WHAT TO PRODUCE: Check every line below for the string "aesop". Copy the ones that have it.

- Opening Delimiter -

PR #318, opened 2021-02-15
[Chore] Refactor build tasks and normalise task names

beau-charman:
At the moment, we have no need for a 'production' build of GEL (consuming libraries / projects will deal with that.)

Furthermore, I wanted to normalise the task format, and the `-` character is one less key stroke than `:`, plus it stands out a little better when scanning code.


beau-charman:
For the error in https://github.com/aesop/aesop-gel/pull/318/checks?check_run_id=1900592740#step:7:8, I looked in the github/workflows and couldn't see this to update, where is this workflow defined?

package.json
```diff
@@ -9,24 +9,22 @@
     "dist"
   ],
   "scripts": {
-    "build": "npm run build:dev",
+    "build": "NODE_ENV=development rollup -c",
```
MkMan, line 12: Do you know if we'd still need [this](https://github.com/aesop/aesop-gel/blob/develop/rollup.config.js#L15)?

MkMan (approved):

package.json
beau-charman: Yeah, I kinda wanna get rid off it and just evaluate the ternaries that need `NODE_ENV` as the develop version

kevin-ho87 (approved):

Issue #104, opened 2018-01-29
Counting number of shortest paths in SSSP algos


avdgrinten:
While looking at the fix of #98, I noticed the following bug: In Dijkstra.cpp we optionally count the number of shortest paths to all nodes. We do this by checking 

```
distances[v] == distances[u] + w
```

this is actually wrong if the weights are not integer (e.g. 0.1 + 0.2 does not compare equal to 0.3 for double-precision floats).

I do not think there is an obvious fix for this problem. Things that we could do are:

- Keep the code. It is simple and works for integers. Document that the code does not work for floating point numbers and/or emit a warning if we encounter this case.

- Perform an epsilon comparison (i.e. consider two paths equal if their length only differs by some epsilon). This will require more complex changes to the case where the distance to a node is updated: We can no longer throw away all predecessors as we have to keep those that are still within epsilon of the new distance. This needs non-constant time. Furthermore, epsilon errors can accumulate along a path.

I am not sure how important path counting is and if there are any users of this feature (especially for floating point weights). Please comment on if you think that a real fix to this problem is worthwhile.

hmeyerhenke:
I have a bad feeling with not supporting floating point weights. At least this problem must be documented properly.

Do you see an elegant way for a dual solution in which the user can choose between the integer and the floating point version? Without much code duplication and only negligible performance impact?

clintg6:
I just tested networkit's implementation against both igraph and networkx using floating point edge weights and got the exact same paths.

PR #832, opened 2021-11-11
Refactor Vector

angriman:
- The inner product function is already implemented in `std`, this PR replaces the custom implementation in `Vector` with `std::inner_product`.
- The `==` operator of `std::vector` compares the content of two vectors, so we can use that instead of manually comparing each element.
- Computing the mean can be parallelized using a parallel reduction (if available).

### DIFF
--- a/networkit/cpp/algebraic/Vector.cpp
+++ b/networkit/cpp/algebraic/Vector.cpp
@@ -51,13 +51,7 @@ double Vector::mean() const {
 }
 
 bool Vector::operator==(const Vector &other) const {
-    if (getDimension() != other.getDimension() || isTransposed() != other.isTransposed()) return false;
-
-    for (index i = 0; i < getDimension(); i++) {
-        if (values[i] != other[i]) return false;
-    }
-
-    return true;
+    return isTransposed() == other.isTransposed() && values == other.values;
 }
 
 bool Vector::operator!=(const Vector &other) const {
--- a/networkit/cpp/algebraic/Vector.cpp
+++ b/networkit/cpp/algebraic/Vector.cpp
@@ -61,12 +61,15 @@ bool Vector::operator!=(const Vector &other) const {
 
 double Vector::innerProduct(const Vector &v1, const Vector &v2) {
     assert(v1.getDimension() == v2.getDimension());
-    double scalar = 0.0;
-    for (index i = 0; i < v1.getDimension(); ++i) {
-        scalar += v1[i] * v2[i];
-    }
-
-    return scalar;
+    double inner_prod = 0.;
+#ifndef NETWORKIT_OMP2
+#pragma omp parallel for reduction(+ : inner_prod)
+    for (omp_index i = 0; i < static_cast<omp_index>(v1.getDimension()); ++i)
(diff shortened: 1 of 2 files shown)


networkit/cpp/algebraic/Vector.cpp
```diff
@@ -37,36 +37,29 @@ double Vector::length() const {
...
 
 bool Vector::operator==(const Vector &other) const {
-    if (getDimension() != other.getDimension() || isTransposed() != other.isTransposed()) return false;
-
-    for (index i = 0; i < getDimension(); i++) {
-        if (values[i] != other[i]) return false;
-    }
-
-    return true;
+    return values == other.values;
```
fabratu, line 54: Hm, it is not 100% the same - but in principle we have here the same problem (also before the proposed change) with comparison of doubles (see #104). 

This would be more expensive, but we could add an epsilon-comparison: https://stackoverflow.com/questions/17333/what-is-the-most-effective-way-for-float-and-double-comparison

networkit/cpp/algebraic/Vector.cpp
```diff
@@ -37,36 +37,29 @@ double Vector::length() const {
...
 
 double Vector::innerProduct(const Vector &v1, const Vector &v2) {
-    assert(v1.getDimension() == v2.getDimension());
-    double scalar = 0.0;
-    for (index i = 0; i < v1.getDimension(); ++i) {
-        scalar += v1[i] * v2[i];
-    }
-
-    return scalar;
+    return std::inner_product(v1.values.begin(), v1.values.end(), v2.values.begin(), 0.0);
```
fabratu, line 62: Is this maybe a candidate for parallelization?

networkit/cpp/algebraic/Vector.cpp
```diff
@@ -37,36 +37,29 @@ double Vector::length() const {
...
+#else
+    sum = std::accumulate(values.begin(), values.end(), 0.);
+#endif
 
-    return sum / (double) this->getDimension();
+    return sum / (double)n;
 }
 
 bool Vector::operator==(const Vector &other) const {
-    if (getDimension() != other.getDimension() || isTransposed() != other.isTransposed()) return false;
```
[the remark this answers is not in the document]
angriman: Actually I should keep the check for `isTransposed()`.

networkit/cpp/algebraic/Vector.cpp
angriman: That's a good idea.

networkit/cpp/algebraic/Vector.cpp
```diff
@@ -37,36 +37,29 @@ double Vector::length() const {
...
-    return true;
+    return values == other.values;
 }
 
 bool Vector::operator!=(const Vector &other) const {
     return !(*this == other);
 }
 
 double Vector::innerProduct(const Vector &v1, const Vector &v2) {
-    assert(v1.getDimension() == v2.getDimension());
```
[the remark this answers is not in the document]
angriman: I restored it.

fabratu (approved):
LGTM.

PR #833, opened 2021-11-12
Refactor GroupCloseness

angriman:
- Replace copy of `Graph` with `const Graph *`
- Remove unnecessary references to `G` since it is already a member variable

- Closing Delimiter -

SOLVED EXERCISE:
For the error in https://github.com/aesop/aesop-gel/pull/318/checks?check_run_id=1900592740#step:7:8, I looked in the github/workflows and couldn't see this to update, where is this workflow defined?
MkMan, line 12: Do you know if we'd still need [this](https://github.com/aesop/aesop-gel/blob/develop/rollup.config.js#L15)?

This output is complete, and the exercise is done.